Bedeutet das eine Kürzung von staatlichen Ausgaben ?
BRINKHAUS Grundsätzlich nicht – aber wir müssen schon prüfen, ob wir unser Geld vernünftig ausgeben. Wir haben in unserem Koalitionsvertrag daher vereinbart, dass wir in dieser Legislaturperiode staatliche Aufgaben einer gründlichen Prüfung unterziehen. Sind alle Aufgaben, die wir mit Geld unterlegen, effektiv und effizient? Setzen wir im Bereich Subventionen falsche Anreize? Hier liegt die Federführung beim Finanzministerium, aber Olaf Scholz ist dazu bisher offenbar nicht gekommen, dieses Projekt voranzutreiben.
Steht denn die CDU derzeit gut da?
BRINKHAUS Wir sind voll handlungsfähig, auf allen Ebenen – da kann die Frage eines künftigen Parteivorsitzenden auch mal in der Schwebe hängen. Dennoch sollten wir möglichst bald einen bestimmen, um die Diskussion zu beenden.
Steigen Sie in das Rennen ein?
BRINKHAUS Ich bin sehr gut beschäftigt als Fraktionsvorsitzender.
Sie verneinen aber auch nicht.
BRINKHAUS Der Ostwestfale drängt maximal einmal im Leben auf ein Amt, danach lässt er sich lieber rufen.
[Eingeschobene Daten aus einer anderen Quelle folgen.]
PR #14717, opened 2026-03-08
Added : OpenAPI spec: ChatStreamEvent missing usage fields in final chunk #14680

### LINKED ISSUE #14680: OpenAPI spec: ChatStreamEvent missing usage fields in final chunk
## Description

The OpenAPI spec at `docs/openapi.yaml` defines `ChatStreamEvent` with only 4 fields: `model`, `created_at`, `message`, `done`.

However, the Ollama API sends additional usage/timing fields in the **final streaming chunk** (when `done: true`), just like it does for `GenerateStreamEvent` and `ChatResponse`. These fields are missing from the `ChatStreamEvent` schema:

- `done_reason`
- `total_duration`
- `load_duration`
- `prompt_eval_count`
- `prompt_eval_duration`
- `eval_count`
- `eval_duration`

## Current state

| Schema | Has usage fields? |
|---|---|
| `GenerateResponse` | ✅ |
| `GenerateStreamEvent` | ✅ |
| `ChatResponse` | ✅ |
| `ChatStreamEvent` | ❌ (missing) |

## Expected

`ChatStreamEvent` should include the same usage fields as `GenerateStreamEvent`, since the API returns them in the final chunk.

## Impact

SDK generators that rely on the OpenAPI spec produce types that can't capture usage metrics from chat streaming responses, forcing users to bypass the typed API and parse raw NDJSON.

Rishi-11-2:
The ChatStreamEvent schema in docs/openapi.yaml now includes all 8 missing fields (done_reason, total_duration, load_duration, prompt_eval_count, prompt_eval_duration, eval_count, eval_duration, logprobs) — matching what the API actually returns in the final streaming chunk.
Resolves #14680


davidmigloz:
Thanks for working on this @Rishi-11-2! A few observations:

### PR description
- Please link the original issue (#14680) in the PR description so it gets auto-closed when merged.

### Review of the changes

The 7 metrics/usage fields (`done_reason`, `total_duration`, `load_duration`, `prompt_eval_count`, `prompt_eval_duration`, `eval_count`, `eval_duration`) look correct and match what `GenerateStreamEvent` already has. 👍

Regarding `logprobs` — I verified the Go source and `Logprobs []Logprob` is indeed present on both `ChatResponse` and `GenerateResponse`. So adding it to `ChatStreamEvent` is correct. However, `GenerateStreamEvent` in the spec is also missing `logprobs`, so it should be added there too for consistency. Could you include that in this PR?

Rishi-11-2:
Done with all the changes @davidmigloz , please review

davidmigloz:
Thanks for the updates @Rishi-11-2! The `ChatStreamEvent` changes and the issue link look good.

One thing — adding `logprobs` to `GenerateChatCompletionResponse` (non-streaming) is a valid fix, but the consistency gap I mentioned was about `GenerateStreamEvent` (the streaming counterpart). It's also missing `logprobs`. Could you add it there too?

To summarize which schemas need `logprobs` (based on the Go source where both `GenerateResponse` and `ChatResponse` have `Logprobs []Logprob`):

| Schema | Has `logprobs`? |
|---|---|
| `GenerateChatCompletionResponse` (non-streaming chat) | ✅ Added in this PR |
| `ChatStreamEvent` (streaming chat) | ✅ Added in this PR |
| `GenerateCompletionResponse` (non-streaming generate) | ❓ Worth checking |
| `GenerateStreamEvent` (streaming generate) | ❌ Missing — please add |

Rishi-11-2:
> One thing — adding `logprobs` to `GenerateChatCompletionResponse` (non-streaming) is a valid fix, but the consistency gap I mentioned was about `GenerateStreamEvent` (the streaming counterpart). It's also missing `logprobs`. Could you add it there too?
> 
> To summarize which schemas need `logprobs` (based on the Go source where both `GenerateResponse` and `ChatResponse` have `Logprobs []Logprob`):
> Schema 	Has `logprobs`?
> `GenerateChatCompletionResponse` (non-streaming chat) 	✅ Added in this PR
> `ChatStreamEvent` (streaming chat) 	✅ Added in this PR
> `GenerateCompletionResponse` (non-streaming generate) 	❓ Worth checking
> `GenerateStreamEvent` (streaming generate) 	❌ Missing — please add

GenerateStreamEvent already has logprobs and I cant find any GenerateCompletionResponse.  @davidmigloz

Rishi-11-2:
> Good addition of the missing fields to the `ChatStreamEvent` schema. The streaming final chunk does include these usage/timing fields, so documenting them is correct.
> 
> A couple of notes:
> 
>     1. **`logprobs` on both `ChatResponse` and `ChatStreamEvent`**: You've added a `logprobs` field to both the non-streaming response and the streaming event. This is correct per the current Ollama behavior. However, the `logprobs` array items reference `#/components/schemas/Logprob` — is this schema already defined elsewhere in `openapi.yaml`? If not, this reference will cause validation errors for any tooling that processes the OpenAPI spec. Worth double-checking that the `Logprob` schema component exists.
> 
>     2. **`done_reason` type**: The field is typed as `string` with just a description. Since there are a known set of possible values (e.g., `"stop"`, `"length"`, `"load"`), consider using an `enum` constraint to document the valid values. Not a blocker since this is documentation-only, but it would help API consumers.
> 
>     3. **Optional fields**: The added fields (`done_reason`, `total_duration`, etc.) are only present in the final streaming chunk. It might be worth adding `nullable: true` or marking them with a note in the description that they are absent in non-final chunks, to avoid confusion for code generators that might treat all fields as always-present.

$ref: "#/components/schemas/Logprob" references in GenerateResponse, GenerateStreamEvent, ChatResponse, and ChatStreamEvent

On your second point ,I would like @davidmigloz 's opinion on what he says and will proceed further . Thank you

davidmigloz:
You're right on both counts — apologies for the confusion!

Looking at the diff again more carefully, the first hunk adds `logprobs` to `GenerateStreamEvent`, which is exactly what I originally asked for. I misread it in my follow-up comment and mistakenly thought it was being added to the non-streaming chat schema. Sorry about that.

Regarding `GenerateCompletionResponse` — that's the name our ollama_dart SDK uses internally (derived from the operationId). The actual spec schema name is `GenerateResponse`, and it already has `logprobs` on main. So nothing to change there.

To summarize the current state with this PR — all four schemas now have `logprobs`:

| Spec Schema | `logprobs`? |
|---|---|
| `GenerateResponse` (non-streaming generate) | ✅ Already on main |
| `GenerateStreamEvent` (streaming generate) | ✅ Added by this PR |
| `ChatResponse` (non-streaming chat) | ✅ Already on main |
| `ChatStreamEvent` (streaming chat) | ✅ Added by this PR |

The PR looks correct to me. Regarding the other reviewer's suggestions:

1. **`Logprob` schema reference**: `Logprob` and `TokenLogprob` are already defined in `components/schemas`, so the `$ref` is valid. No issue.

2. **`done_reason` enum**: The Go source uses `"stop"` and `"length"` as the two values. Adding an enum would be nice, but the existing `done_reason` fields on `GenerateResponse`, `GenerateStreamEvent`, and `ChatResponse` are all plain `string` today. I'd keep it consistent for now — adding enums everywhere could be a separate follow-up.

3. **`nullable: true` for final-chunk-only fields**: Since these fields aren't in `required`, they're already optional in OpenAPI 3.1 (i.e., they can be absent). The `"(present in the final chunk)"` descriptions are sufficient. `nullable` would mean the field is present but set to `null`, which isn't what happens here — they're simply omitted in non-final chunks.

Rishi-11-2:
> You're right on both counts — apologies for the confusion!
> 
> Looking at the diff again more carefully, the first hunk adds `logprobs` to `GenerateStreamEvent`, which is exactly what I originally asked for. I misread it in my follow-up comment and mistakenly thought it was being added to the non-streaming chat schema. Sorry about that.
> 
> Regarding `GenerateCompletionResponse` — that's the name our ollama_dart SDK uses internally (derived from the operationId). The actual spec schema name is `GenerateResponse`, and it already has `logprobs` on main. So nothing to change there.
> 
> To summarize the current state with this PR — all four schemas now have `logprobs`:
> Spec Schema 	`logprobs`?
> `GenerateResponse` (non-streaming generate) 	✅ Already on main
> `GenerateStreamEvent` (streaming generate) 	✅ Added by this PR
> `ChatResponse` (non-streaming chat) 	✅ Already on main
> `ChatStreamEvent` (streaming chat) 	✅ Added by this PR
> 
> The PR looks correct to me. Regarding the other reviewer's suggestions:
> 
>     1. **`Logprob` schema reference**: `Logprob` and `TokenLogprob` are already defined in `components/schemas`, so the `$ref` is valid. No issue.
> 
>     2. **`done_reason` enum**: The Go source uses `"stop"` and `"length"` as the two values. Adding an enum would be nice, but the existing `done_reason` fields on `GenerateResponse`, `GenerateStreamEvent`, and `ChatResponse` are all plain `string` today. I'd keep it consistent for now — adding enums everywhere could be a separate follow-up.
> 
>     3. **`nullable: true` for final-chunk-only fields**: Since these fields aren't in `required`, they're already optional in OpenAPI 3.1 (i.e., they can be absent). The `"(present in the final chunk)"` descriptions are sufficient. `nullable` would mean the field is present but set to `null`, which isn't what happens here — they're simply omitted in non-final chunks.

So should I proceed with merging this PR ?

Rishi-11-2:
@davidmigloz  I am not authorized to merge. Can you merge ?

Muss die CDU nach CSU-Chef Söder als Kanzlerkandidat rufen?
BRINKHAUS Die Stärke der Union liegt darin, dass man sich in dieser Frage immer freundschaftlich zusammengesetzt und dann entschieden hat, wer die besten Chancen hat.
Nach den Umfragen ist das gerade der CSU-Vorsitzende.
BRINKHAUS Die Erfahrung zeigt: Eine frühe Festlegung ist nicht automatisch vorteilhaft. Bei der Union besprechen das die beiden Vorsitzenden, und der Vorsitzende der gemeinsamen Bundestagsfraktion sollte da auch noch ein Wort mitsprechen. Wir sollten die Entscheidung dann aber schnell und schlank treffen. Denn jetzt müssen wir unsere ganze Kraft dafür aufbringen, den Wirtschaftsaufschwung zu organisieren. Und zwar langfristig weit über 2021 hinaus. Das ist mir wichtig.
Mit Ihnen als Finanzminister?
BRINKHAUS Es würde mich sehr freuen, wenn mich die Fraktion auch im Herbst 2021 bitten würde, wieder ihr Vorsitzender zu sein.